0x0f0f = 0b0000111100001111, so if we take the intersection with this, we are keeping every 4 numbers. We add i to itself downshifted 4, so we compute 0100.0100 + 0000.0100 = 0100.1000. 4 + 4 should give back 8, and 8 = 0b1000, but the top "4" still needs to be removed. The intersection with 0f0f0f0f does this.
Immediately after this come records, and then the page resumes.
PR #255, opened 2026-07-08
Paginate worktree listing + worktree manager fixes (clickable tasks, PR chips, Landed tier)

tanveergill:
## Summary

Two related changesets on top of the existing worktree housekeeping feature:

**Pagination** (fixes a `worktree list --include-activity` timeout on hosts with many worktrees — the RPC frame timeout races the host's per-worktree probe pass):
- `worktree.listAllForHost@1.1` gains required `cursor`/`limit` request fields and a `nextCursor` response field, with two mutually-exclusive request modes (paged listing vs bounded per-path selection).
- CLI: `--cursor`/`--limit` flags, auto-page-to-completion by default, resume-on-failure envelope (`resumeCursor` + partial rows).
- gui-app: Settings ▸ Worktrees base list uses an infinite query with progressive rendering; task-delete candidates loop pages with probes restored (proof-based default-checking preserved).

**Worktree manager fixes** (live-tested feedback):
- Task chips are now clickable — open/focus the owning epic tab.
- PR chips row: one clickable chip per PR (superproject + every submodule branch), GitHub-vocabulary colors (merged=purple, open=green, closed=red), muted `<repo> · unmerged` chips for branch-bearing legs without a landed PR.
- The `merged` tier label renamed to **Landed** (enum id unchanged) — disambiguates the worktree-level cleanup verdict from a PR's own "Merged" state, since both now render as chips/pills side by side.
- `WorktreeClassification.facts` split structurally into `prFacts`/`nonPrFacts` so the GUI can render only non-PR facts (chips carry PR info now) while the CLI/skill reports keep the full set — no fact-string matching.

## Test plan

- [x] `bun run --cwd protocol test` / `compile`
- [x] `bun run --cwd clients/traycer-cli test` / `compile`
- [x] `bun run --cwd clients/gui-app test` / `compile`, react-doctor clean
- [x] `bun run --cwd clients/shared test`
- [x] Compat gate: compatible against all released baselines (v1.0 bridge preserved, probe-free)
- [x] Live-tested on the real dev fleet: pagination, clickable tasks, PR chips (merged/open/closed, superproject + submodule), Landed tier


tanveergill:
@coderabbitai review

tanveergill:
Addressed in b9841cc:

- **worktrees-enrichment.ts (cold-PR retry state):** the retry ledger effect is now keyed on \`[client, hostId, reachable]\`, so a host/client swap or reachability drop clears pending timers and the attempt map instead of carrying them into the next scope.
- **use-task-delete-worktree-candidates-query.ts (unbounded pagination):** the probe-page walk now fails closed — a hard \`TASK_DELETE_WORKTREE_MAX_PAGES\` cap plus cursor-cycle detection (repeated \`nextCursor\` throws) replace the unbounded \`for(;;)\`.
- **worktree-schemas.ts (limit):** tightened to \`z.number().int().positive().nullable()\`.

On the `worktrees-listing-query.ts` `refresh()` thread: that suggestion targets the wrong callback. `refresh` is the manual full-refresh button (a full `refetch()` is intended there). The partial-listing banner already retries via a separate `retryPartial: () => fetchNextPage()`, which is exactly the page-advancing primitive suggested — so no change is needed.

@coderabbitai review

tanveergill:
Follow-up in 802b161:

- **use-open-external-link-mutation.ts (namespace prefix):** renamed \`useOpenExternalLink\` → \`useRunnerOpenExternalLink\` to match the \`use<Namespace><Verb><Noun>\` convention (\`useRunnerCliLogin\`, etc.). All call sites updated; compile + lint green.
- **worktrees-listing-query.ts (`refresh()` re-fetch):** confirmed intentional — `refresh` is the manual full-refresh affordance; the partial-listing banner retries via the separate `retryPartial: () => fetchNextPage()`, which is already the page-advancing primitive suggested. No change.

@coderabbitai review

PR #266, opened 2026-07-09
fix(gui-app): stop macOS Ctrl chords matching mod keybindings

tanveergill:
## Problem

On macOS, Unix line-editing keys never reach a focused terminal: ⌃K opens the command palette, ⌃W closes the tab, ⌃D splits the pane, ⌃T/⌃N/⌃B/⌃Y/⌃L all fire app actions instead of their readline meanings. The same collapse also let ⌃1…⌃9 trigger the ⌘-digit actions and a bare Ctrl hold light the ⌘ leader badges.

## Root cause

The Keybindings settings screen publishes ⌘-only chords on macOS, but the event-matching path collapsed Meta/Ctrl into `mod` on **all** platforms (`parseChordFromEvent`, `modifierMaskFromEvent`, `cleanLeaderModifierFromEvent`). The `KeybindingProvider` reserves matched chords at window capture phase (`preventDefault` + `stopPropagation`), so a matched ⌃-chord died before xterm — or a native text input — ever saw it. The matcher accepted chords the UI never advertised.

## Fix

Make `mod` platform-aware everywhere it is derived from an event, via a shared `hasPlatformModKey(event)`: Meta-only on macOS, Meta-or-Ctrl elsewhere (non-mac behavior unchanged — Ctrl legitimately IS `mod` there). No terminal-focus special-casing: on macOS bare-Ctrl chords now never match `mod` bindings anywhere, matching the published contract.

- `chordMatchesEvent` prefers the ctrl-aware chord when it differs, so Ctrl-specific chords match exactly.
- `resolveReservedAction` no longer falls back to the lenient chord when the ctrl-aware chord differs, so a macOS Ctrl event can only match an explicit `ctrl+…` binding.
- Ctrl-specific bindings (voice input ⌃⇧M, model picker ⌃⌥M) and all ⌘ chords are unaffected; explicit user rebinds to Ctrl chords keep working (recorded ctrl-aware).

## Verification

- New/updated Vitest coverage: on macOS ⌃K/⌃W/⌃D/⌃1 no longer match mod bindings or digit actions, ⌘ equivalents still do, ⌃⇧M still matches its `ctrl+` chord; non-mac Ctrl still matches `mod`.
- `bun run compile`, `bun run test` (full suite), `bun run lint` all pass; react-doctor clean on changed files.


tanveergill:
Addressed in 3cc2ba2 — extracted `resolveMatchingChord(event)` in `chord.ts`; both `chordMatchesEvent` and the provider's `resolveReservedAction` now resolve the ctrl-aware precedence through that single helper. @coderabbitai

tanveergill:
Addressed in ec809ae — extracted the platform mock into `createPlatformMock()` in `src/__tests__/create-platform-mock.ts`, now shared by `chord.test.ts` and `keybinding-provider-visual.test.tsx`. @coderabbitai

So now we have 0b1000, which is 8. The rest of the steps add in even higher bits (like 2 groups of 8 together, than 2 groups of 16..) but since our number (255) was only 8 bits long, the higher bits were all 0s, so this won't affect our result.

Answer 2

Explanation :

This methods returns the bits your long would take as binary number : https://www.tutorialspoint.com/java/lang/long_bitcount.htm

• > > > is the logical shift : It shifts the value by the number n standing after it ; The first n bits are filled with zeros : Difference between >>> and >>

• &is the bitwise and : https://www.tutorialspoint.com/java/java_bitwise_operators_examples.htm

• 0x3333333333333333L is just a way to express some bits to compare to in hexadecimal. Converter : http://coderstoolbox.net/number/

How it works :

• For example, let's take i=10 decimal = 1010 binary
• First Line : i = i - ((i > > > 1) & 0x5555555555555555L);
  • 0x5555555555555555L hexadecimal = 101010101010101010101010101010101010101 binary
  • 1010 is shifted by one bit : 0101
  • 0101 is bitwise compared to 101010101010101010101010101010101010101 : {0 = 1} = 0 , {1 = 0} = 0 , {0 = 1} = 0 , {1 = 0} = 0 : 0000
  • 0000 binary=0 decimal
  • 10(i) is subtracted 0
• Second Line : i = (i & 0x3333333333333333L) + ((i > > > 2) & 0x3333333333333333L);
  • 0x3333333333333333L hexadecimal =11001100110011001100110011001100110011 binary
  • (i > > > 2) means i is shifted by two : i=10, binary : 1010 ; after shifting : 0010
  • i(1010) compared to 11001100110011001100110011001100110011 is 1001 = 9 decimal
  • 0010 compared is 0001, whats 1.
  • 9+1=10=i

I think thats enough example. Hope it helps.

Answer 3

The algorithm is:

To count the number of 1-bits in a 2^n-bit number (in this case n = 6, but you could write this algorithm for any machine number size), split it into two halves and, using shift operations, simultaneously count the number of 1-bits in the left half and the right half, storing the result in the rightmost (least significant) bits of each half. Then combine these results by shifting the left-side to the right-side and adding.

This is a recursive algorithm---you now apply the same to both sides. The clever bit that makes it fast is that you can use shift operations which perform the algorithm on both halves simultaneously. So the algorithm is O(log(N)) where N = 2^n is the number of bits in your machine number.

So the last lines of code are doing the "recombining" for each quarter, then each half, then the whole thing.